Problem to work on » Each record must be repeated exactly. None may be dropped.

------------------------------------------------------------------------

PR #7981, opened 2024-09-20
feat: missing variable improvement - [INS-4396]

CurryYangxx:
**Changes**

show all the missing environment variables in request
image
image

### DIFF
--- a/packages/insomnia/src/templating/utils.ts
+++ b/packages/insomnia/src/templating/utils.ts
@@ -1,4 +1,5 @@
 import type { EditorFromTextArea, MarkerRange } from 'codemirror';
+import _ from 'lodash';
 
 import type { DisplayName, PluginArgumentEnumOption, PluginTemplateTagActionContext } from './extensions';
 import objectPath from './third_party/objectPath';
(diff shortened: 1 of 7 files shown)


jackkav:
On a related note, in order to feedback useful context to a CLI user, we may want to change how we handle these. Theres a ticket to address it here INS-4142, provided this PR doesn't make that any more difficult it should be fine.

CurryYangxx:
> On a related note, in order to feedback useful context to a CLI user, we may want to change how we handle these. Theres a ticket to address it here [INS-4142](https://linear.app/insomnia/issue/INS-4142), provided this PR doesn't make that any more difficult it should be fine.

@jackkav  This PR just get all missing variable at once and change some UI, will not affect the original error handling. So I think this will not let it more difficult.

packages/insomnia/src/templating/utils.ts
```diff
@@ -280,13 +281,24 @@ export function decodeEncoding<T>(value: T) {
...
+    let variable = match[1];
+    if (variable.includes('_.')) {
+      variable = variable.split('_.')[1];
+    }
+    // Check if the variable is not present in the context
+    if (_.get(templatingContext, variable) === undefined) {
+      missingVariables.push(variable);
+    }
+  }
+  return missingVariables;
```
CurryYangxx: compare with template context and get all empty variables in one editor.
image

ihexxa (approved):

ihexxa:
image
Checked and did some tests, looks good.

------------------------------------------------------------------------

Answer to this exercise »
PR #7981, opened 2024-09-20
feat: missing variable improvement - [INS-4396]

CurryYangxx:
**Changes**

show all the missing environment variables in request
image
image

### DIFF
--- a/packages/insomnia/src/templating/utils.ts
+++ b/packages/insomnia/src/templating/utils.ts
@@ -1,4 +1,5 @@
 import type { EditorFromTextArea, MarkerRange } from 'codemirror';
+import _ from 'lodash';
 
 import type { DisplayName, PluginArgumentEnumOption, PluginTemplateTagActionContext } from './extensions';
 import objectPath from './third_party/objectPath';
(diff shortened: 1 of 7 files shown)


jackkav:
On a related note, in order to feedback useful context to a CLI user, we may want to change how we handle these. Theres a ticket to address it here INS-4142, provided this PR doesn't make that any more difficult it should be fine.

CurryYangxx:
> On a related note, in order to feedback useful context to a CLI user, we may want to change how we handle these. Theres a ticket to address it here [INS-4142](https://linear.app/insomnia/issue/INS-4142), provided this PR doesn't make that any more difficult it should be fine.

@jackkav  This PR just get all missing variable at once and change some UI, will not affect the original error handling. So I think this will not let it more difficult.

packages/insomnia/src/templating/utils.ts
```diff
@@ -280,13 +281,24 @@ export function decodeEncoding<T>(value: T) {
...
+    let variable = match[1];
+    if (variable.includes('_.')) {
+      variable = variable.split('_.')[1];
+    }
+    // Check if the variable is not present in the context
+    if (_.get(templatingContext, variable) === undefined) {
+      missingVariables.push(variable);
+    }
+  }
+  return missingVariables;
```
CurryYangxx: compare with template context and get all empty variables in one editor.
image

ihexxa (approved):

ihexxa:
image
Checked and did some tests, looks good.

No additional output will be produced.